Arsenal founder's grave restored

David Danskin, the man who provided the inspiration for the formation of our great club in 1886, has been honoured at a special graveyard ceremony attended by his family and Arsenal supporters and officials.

Four generations of the Danskin family, some of whom travelled from Australia and Canada, were joined by senior officials from Arsenal and members of the Arsenal Scotland Supporters' Club to formally unveil a new gravestone for the recognised founder of the club.

Danskin's grand-son Richard, who now lives in Canada, said: "Today sees the culmination of almost 20 years' work to research, validate and recognise the determination, dedication and vision of David Danskin. Little did he know that his love of the game and those early football games with his workmates at the Royal Arsenal ordnance complex in Woolwich would eventually result in what we know today as Arsenal.

"Thanks to the efforts of his grandchildren, local historians, Burntisland Heritage Trust, Arsenal Scotland Supporters' Club and Arsenal Football Club, we can all be proud of what we have achieved.
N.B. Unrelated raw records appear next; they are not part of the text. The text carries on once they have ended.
PR #5666, opened 2018-03-11
FIX: error when group_in_subject enabled but no group in pm

LeoMcA:


tgxworld:
Looks good to me. THank you @LeoMcA

PR #5667, opened 2018-03-12
FEATURE: replace PM tags dropdown with a dedicated tags page

techAPJ:


techAPJ:
@tgxworld can you review this PR? Thanks. :)

app/assets/javascripts/discourse/routes/user-private-messages-tags.js.es6
```diff
@@ -0,0 +1,21 @@
+import { ajax } from 'discourse/lib/ajax';
+
+export default Discourse.Route.extend({
+  model() {
+    return ajax('/tags/personal_messages').then(result => {
```
tgxworld: We should use a `catch` here to handle error cases.

spec/models/tag_spec.rb
```diff
@@ -114,7 +113,7 @@ def make_some_tags(count: 3, tag_a_topic: false)
 
     it "returns all pm tags if user is a staff and pm tagging is enabled" do
       SiteSetting.allow_staff_to_tag_pms = true
-      expect(described_class.pm_tags(guardian: Guardian.new(Fabricate(:admin)))).to match_array(@private_tags.map(&:name))
+      expect(described_class.pm_tags(guardian: Guardian.new(Fabricate(:admin))).length).to eq(2)
```
tgxworld: hmm testing for the length is not sufficient. We should also test for the objects we're expecting in the array.

tgxworld:
@techAPJ Some minor comments but generally it looks really good to me :+1:

techAPJ:
Thanks @tgxworld ❤️

PR #5669, opened 2018-03-12
Reset widget decorators after each test

gschlager:
Resetting widget decorators after each test should prevent build errors like the one we are seeing on Travis right now with the Cakeday plugin.

### DIFF
--- a/app/assets/javascripts/discourse/widgets/widget.js.es6
+++ b/app/assets/javascripts/discourse/widgets/widget.js.es6
@@ -32,6 +32,10 @@ export function applyDecorators(widget, type, attrs, state) {
   return [];
 }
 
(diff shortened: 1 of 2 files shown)


app/assets/javascripts/discourse/widgets/widget.js.es6
```diff
@@ -32,6 +32,14 @@ export function applyDecorators(widget, type, attrs, state) {
   return [];
 }
 
+export function resetDecorators() {
+  for (var key in _decorators) {
```
eviltrout: Why not `Object.keys(_decorators).forEach(k => delete _decorators[key]);`? One line and much simpler.

PR #5677, opened 2018-03-15
FIX: prevents ruby warning with circular reference

jjaffeux:
@tgxworld can you look at this please ? I see no reason for `archive_user_id: archive_user_id` (and it's not valid) but maybe it was on purpose.


tgxworld:
Oops my bad. Thanks for fixing!

PR #5679, opened 2018-03-15
FIX: topic_tracking_state.publish_private_message parameter thinko

Supermathie:
@tgxworld: pretty sure this is what you meant here?


tgxworld:
hehe @jjaffeux fixed it too in https://github.com/discourse/discourse/commit/c0a986c1819c21aa6f4832f205f3f00e940b2650

PR #7913, opened 2019-07-18
FEATURE: Add search operator to see all direct messages from a user

OsamaSayegh:
The new search operator is `in:personal-direct`. This operator returns all messages you have access to that has exactly 2 participants and no groups. If you combine this operator with `@username` then you'll get all messages between you and @username.

Also this adds a link at the bottom of the "Related messages" section that shows you all PMs (using the new search operator) with the user you're interacting.

image

### DIFF
--- a/lib/search.rb
+++ b/lib/search.rb
@@ -265,6 +265,24 @@ class Search
     @advanced_filters
   end
 
+  advanced_filter(/^in:personal-direct$/) do |posts|
+    if @guardian.user
+      posts
+        .joins("JOIN topic_allowed_users tu ON posts.topic_id = tu.topic_id")
+        .joins("LEFT JOIN topic_allowed_groups tg ON posts.topic_id = tg.topic_id")
+        .where(<<~SQL, user_id: @guardian.user.id)
+          tg.id IS NULL
+          AND tu.user_id = :user_id
+          AND posts.topic_id IN (
+            SELECT topic_id
+            FROM topic_allowed_users
+            GROUP BY topic_id
+            HAVING COUNT(*) = 2
+          )
+        SQL
+    end
+  end
+
   advanced_filter(/^in:tagged$/) do |posts|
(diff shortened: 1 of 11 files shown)


coding-horror:
I like this but I think "all messages" should be the hyperlink target
rather than @username please

lib/search.rb
```diff
@@ -265,6 +265,24 @@ def self.advanced_filters
...
+    if @guardian.user
+      posts
+        .joins("JOIN topic_allowed_users tu ON posts.topic_id = tu.topic_id")
+        .joins("LEFT JOIN topic_allowed_groups tg ON posts.topic_id = tg.topic_id")
+        .where(<<~SQL, user_id: @guardian.user.id)
+          tg.id IS NULL
+          AND tu.user_id = :user_id
+          AND posts.topic_id IN (
+            SELECT topic_id
+            FROM topic_allowed_users
```
eviltrout: For performance reasons you'll want to add the user and topics filters in this correlated subquery. Otherwise it will query all rows in the database!

spec/components/search_spec.rb
```diff
@@ -236,6 +236,54 @@
...
+      let(:group) do
+        group = Fabricate(:group, has_messages: true)
+        group.add(current)
+        group.add(participant)
+        group
+      end
+
+      def create_pm(users:, group: nil)
+        pm = Fabricate(:private_message_post, user: users.first).topic
+        pm.topic_allowed_users.where.not(user_id: users.first.id).destroy_all
```
eviltrout: It's better to construct a new object that has the data you want rather than using an existing one and deleting the stuff you don't.

lib/search.rb
OsamaSayegh: I've updated the PR and I think the query should be more efficient now. Let me know if we can do better. Thanks for the review!

PR #7914, opened 2019-07-19
UX: new {{categories-drop}} component to unify parent/sub category

jjaffeux:
Screenshot 2019-07-19 at 12 26 07
Screenshot 2019-07-19 at 12 26 45
Screenshot 2019-07-19 at 12 26 01

### DIFF
--- a/app/assets/javascripts/select-kit/components/categories-drop.js.es6
+++ b/app/assets/javascripts/select-kit/components/categories-drop.js.es6
@@ -1,0 +1,208 @@
+import ComboBoxComponent from "select-kit/components/combo-box";
+import DiscourseURL from "discourse/lib/url";
+import { default as computed } from "ember-addons/ember-computed-decorators";
+import Category from "discourse/models/category";
+import { categoryBadgeHTML } from "discourse/helpers/category-link";
+
+export default ComboBoxComponent.extend({
+  pluginApiIdentifiers: ["categories-drop"],
+  classNames: "categories-drop",
+  classNameBindings: ["categoryStyle"],
+  categoryStyle: Ember.computed.reads("siteSettings.category_style"),
+  verticalOffset: 3,
+  headerComponent: "category-drop/category-drop-header",
+  allowAutoSelectFirst: false,
+  tagName: "li",
+  fullWidthOnMobile: true,
+  caretDownIcon: "caret-right",
+  caretUpIcon: "caret-down",
+  subCategory: false,
+  isAsync: true,
+  rowComponent: "category-row",
+
+  init() {
+    this._super(...arguments);
+
+    this.rowComponentOptions.setProperties({
+      hideParentCategory: false,
+      allowUncategorized: true,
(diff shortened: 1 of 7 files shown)


app/assets/javascripts/select-kit/components/categories-drop.js.es6
```diff
@@ -0,0 +1,208 @@
...
+import DiscourseURL from "discourse/lib/url";
+import { default as computed } from "ember-addons/ember-computed-decorators";
+import Category from "discourse/models/category";
+import { categoryBadgeHTML } from "discourse/helpers/category-link";
+
+export default ComboBoxComponent.extend({
+  pluginApiIdentifiers: ["categories-drop"],
+  classNames: "categories-drop",
+  classNameBindings: ["categoryStyle"],
+  categoryStyle: Ember.computed.alias("siteSettings.category_style"),
```
eviltrout: `reads`?

app/assets/javascripts/select-kit/components/categories-drop.js.es6
```diff
@@ -0,0 +1,208 @@
...
+        name: I18n.t("categories.all"),
+        __sk_row_type: "noopRow",
+        id: "all-categories"
+      });
+    }
+
+    if (subCategory && (hasSelection || !noSubcategories)) {
+      shortcuts.push({
+        name: this.noCategoriesLabel,
+        __sk_row_type: "noopRow",
```
eviltrout: This is an unusual API. Is it something meant to be private but must be used?

app/assets/javascripts/select-kit/components/categories-drop.js.es6
```diff
@@ -0,0 +1,208 @@
...
+      this.forceValue(category.id);
+    }
+  },
+
+  @computed("content")
+  filterable(content) {
+    const contentLength = (content && content.length) || 0;
+    return (
+      contentLength >= 15 ||
+      (this.isAsync && contentLength < Discourse.Category.list().length)
```
eviltrout: Can we import `Category` and call `Category.list()` instead?

app/assets/javascripts/select-kit/components/categories-drop.js.es6
jjaffeux: oops

app/assets/javascripts/select-kit/components/categories-drop.js.es6
jjaffeux: This is mostly a shortcoming of initial implementation and I had to come up with a solution. It will eventually disappear, but it gives me much flexibility for now, and also makes it very easy to track where are these special row cases so I can fix them all at once, when I have a better solution.

jjaffeux:
I'm working on various select-kit changes, and putting this on hold

SamSaffron:
Should we close this till you are ready to have it merged?

PR #7915, opened 2019-07-20
BUG: send featuredLink as featured_link to backend to update correct …

mrfinch:
…value

https://meta.discourse.org/t/editing-a-topic-link-does-not-change-its-featured-link/123007

### DIFF
--- a/app/assets/javascripts/discourse/models/composer.js.es6
+++ b/app/assets/javascripts/discourse/models/composer.js.es6
@@ -710,7 +710,7 @@ const Composer = RestModel.extend({
         Object.keys(_edit_topic_serializer)
       );
       // frontend should have featuredLink but backend needs featured_link
-      if (typeof topicProps.featuredLink !== "undefined") {
+      if (topicProps.featuredLink) {
         topicProps.featured_link = topicProps.featuredLink;
         delete topicProps.featuredLink;
       }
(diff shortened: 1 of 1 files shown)


app/assets/javascripts/discourse/models/composer.js.es6
```diff
@@ -709,6 +709,11 @@ const Composer = RestModel.extend({
       const topicProps = this.getProperties(
         Object.keys(_edit_topic_serializer)
       );
+      // frontend should have featuredLink but backend needs featured_link
```
mrfinch: this is similar to how we do it for categoryId and category_id. I didn't want to change the variable in front-end to `featured_link`. This also re-uses `_edit_topic_serializer` so that it is easy to add new serialized variables and send them to the backend. I could create topicProps from scratch like ```const topicProps = { title: 'XYZ', .... }``` but it will also mean when adding a new variable in serializer, it needs to be updated here too.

The memorial that is unveiled today is a fitting tribute to David Danskin, his family and the legacy that he leaves for us all to enjoy."

Danskin, who had previously played football in his native Scotland, formed Dial Square FC when he gathered together a group of 15 munitions workers at the Royal Arsenal in Woolwich. Each player donated a sixpence each to fund the club. Danskin captained the team in our first match on December 11 against Eastern Wanderers FC and was a driving force until injury forced him to stop playing in 1890. 

After leaving the Royal Arsenal factory, Danskin became self-employed and started his own bicycle business in Plumstead, London. He later moved to Coventry, working at the Standard Motor Company until his retirement due to ill health. He remained involved in local football in Coventry and was chairman of Stoke Albions FC. 

Mike Buchanan, chairman of Arsenal Scotland Supporters Club said: "Our fellow Scotsman, David Danskin, had the vision to create our football club all those years ago from a sense of bringing people together around their common passion for football. We're delighted to have played a part in formally restoring and recognising his grave."

Arsenal funded the restoration of the grave and managing director Vinai Venkatesham, who led the club delegation along with former captain and coach Pat Rice, said: "Arsenal was born out of a sense of community and that is something we hold true today as much as ever. The millions of Arsenal fans around the world will always be indebted to David Danskin's vision to create a football club. We're pleased that at last his final resting place has been properly recognised."